Almost one in five children treated for acute lymphoblastic leukemia (ALL) does not receive the appropriate chemotherapy regimen due to medication errors, according to a new study.

The study reveals that 10 percent of chemotherapeutic medications for outpatients were prescribed or administered incorrectly. Though most were of little clinical significance, in some patients the errors may have put the patients at risk either for relapse or for overdose-related complications.
In the United States medical errors cause up to 98,000 hospital deaths per year - more deaths than by motor vehicle accidents and breast cancer combined. Medication errors are attributable to almost 7,000 inpatient deaths.

Medication errors in the outpatient setting are thought to be some of the most common medical errors, but they are not well-studied, particularly in children.. However, most mistakes among outpatients are caught before drugs are given to patients, and because most drugs have wide safety ranges, most errors are benign.

Children with cancer, however, receive extremely toxic drugs with narrow safe dose ranges and must be prescribed according to specific, sometimes complex, protocols.

Led by James A. Taylor, M.D. of the University of Washington and Children's Hospital and Regional Medical Center in Seattle, researchers studied the rate and types of medications errors that occur in children receiving outpatient chemotherapy regimen for ALL. The authors reviewed the administration of drugs and the medications prescribed and dispensed to 69 enrolled patients.

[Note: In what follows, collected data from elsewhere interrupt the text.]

PR #5978, opened 2026-07-23
fix(ci): preserve forward-merge branches when opening PRs

bokelley:
## Summary

- preserve the already-created 3.0.x and 3.1.x merge commits when opening forward-merge PRs
- replace the branch-rewriting `create-pull-request` handoff with idempotent `gh pr list` / `gh pr create`
- retain the release App token so PR events continue to trigger required checks
- add regression assertions covering both maintenance workflows

## Root cause

Each workflow created and pushed a correct merge commit, then invoked
`peter-evans/create-pull-request` from that already-prepared branch. The action
treats the checked-out branch as a working base for changes it will author; on
the latest 3.1.x run it reset and force-pushed `forward-merge/3.1.x` from merge
commit `23cb9a821` back to main commit `a81067a41`, then reported no PR to open.
The workflow therefore completed successfully while silently discarding the
forward merge.

The repaired workflow pushes the reviewed merge ref once and asks `gh` to open
a PR pointing at that exact ref. If a PR is already open, the force-updated
branch automatically refreshes it and the step exits successfully.

## Validation

- `actionlint .github/workflows/forward-merge-3.0.yml .github/workflows/forward-merge-3.1.yml`
- `git diff --check`

No changeset is included because this only changes CI/release automation and
its regression test; no published protocol surface changes.


andybevan-scope3 (approved):
Problem: The automated process that copies fixes from a maintenance version into the main codebase was breaking, sometimes failing outright and other times losing the record that the two versions had been combined.
Fix: The process now saves the combined result directly and opens the review request pointing at it, reusing an existing request instead of failing when one is already open.

Issue #465, opened 2019-07-24
Feature: Zen Mode


bryphe:
'Zen-mode' or 'distraction-free' mode is a way to temporarily remove extraneous UI, and just focus on the editor or document being modified.

This feature is adding a first, basic implementation to toggle 'zen-mode' on and off.

There would be a few pieces necessary to implement this:

__Part 1: Add a 'zen-mode' flag to our state__

We'd need to add a `zenMode` flag to our state, here: https://github.com/onivim/oni2/blob/29085a2f859f631937f182ffc3d81044c78c87d7/src/editor/Model/State.re#L10

This could simply be a `bool` for now - `true` if we are in zen mode, `false` otherwise.

__Part 2: Define Actions to toggle zen mode__

We'd need to add an Action to toggle zen mode, like `ToggleZenMode` in our Actions - this would be needed here: https://github.com/onivim/oni2/blob/29085a2f859f631937f182ffc3d81044c78c87d7/src/editor/Model/Actions.re#L11

__Part 3: Add a reducer to update state__

We'd need to add a reducer to update our `zenMode` flag, based on the `ToggleZenMode` action - this could happen in the root reducer, here: https://github.com/onivim/oni2/blob/29085a2f859f631937f182ffc3d81044c78c87d7/src/editor/Model/Reducer.re#L28

__Part 4: Add a command in the command palette for toggling zenMode__

As a simple initial entry point for this feature, we could add an entry in the command palette (accessible via `Control+Shift+p` or `Command+Shift+p` on Mac).

We can add an entry here: https://github.com/onivim/oni2/blob/917d70f0bc93b75ef6d4627de6566cde0304d91e/src/editor/Model/CommandPalette.re#L15 to associate it with the `ToggleZenMode` action.

__Part 5: Update the UI when zenMode is enabled__

In our Root UI component - https://github.com/onivim/oni2/blob/master/src/editor/UI/Root.re#L53 - we'd want to update the `statusBarVisible` flag to also take into configuration our `state.zenMode` flag.

Finally, we'd want to ignore all other window splits and only render the active split.

There are three components that come into play:
- The `<EditorView />` is the top-level view, used by the `<Root />` component
- The `<EditorLayoutView />` renders all the splits / windows (ie, sidebars as well)
- The `<EditorGroupView />` renders a single EditorGroup (a container of tabs + active editor).

[...]

PR #466, opened 2019-07-24
implement zen mode

tcoopman:
First stab at a #465

### DIFF
--- a/src/editor/UI/EditorView.re
+++ b/src/editor/UI/EditorView.re
@@ -30,5 +30,18 @@ let createElement = (~state: State.t, ~children as _, ()) =>
     let style =
       editorViewStyle(theme.colors.background, theme.colors.foreground);
 
-    (hooks, <View style> <EditorLayoutView state /> </View>);
+    if (state.zenMode) {
+      (
+        hooks,
+        <View style>
+          <EditorGroupView
+            state
+            windowId=0
+            editorGroupId={state.editorGroups.activeId}
+          />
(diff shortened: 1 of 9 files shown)


src/editor/UI/EditorView.re
```diff
@@ -30,5 +30,18 @@ let createElement = (~state: State.t, ~children as _, ()) =>
...
       editorViewStyle(theme.colors.background, theme.colors.foreground);
 
-    (hooks, <View style> <EditorLayoutView state /> </View>);
+    if (state.zenMode) {
+      (
+        hooks,
+        <View style>
+          <EditorGroupView
+            state
+            windowId=0
```
tcoopman: Not sure if this is correct?

bryphe:
Looks awesome @tcoopman ! Thank you!

Tested it out, and it worked great:
toggle-zen-mode

src/editor/UI/EditorView.re
bryphe: Ah, we should be setting it to the `state.windowManager.activeWindowId` in this case.

It's unlikely to cause problems at the moment, since it is only used for the mouse down handler (to decide which window to focus) - but it'd be good to have the right ID hooked up to prevent issues in the future.

tcoopman:
I've also implemented to hide the tabs by default

bryphe:
Sweet! Looks great, @tcoopman - thank you for the contribution!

This study identified a 10 percent error rate in outpatient chemotherapy regimens for children with ALL. "It is possible that the efficacy of treatment regimens is reduced or toxicity increased because not all children are receiving the chemotherapeutic agents as indicated," said Dr. Taylor. Moreover, the authors recommended, "in designing new [chemotherapy] protocols, a balance needs to be struck between the precision of dosing regimens and simplification so that medication errors are minimized."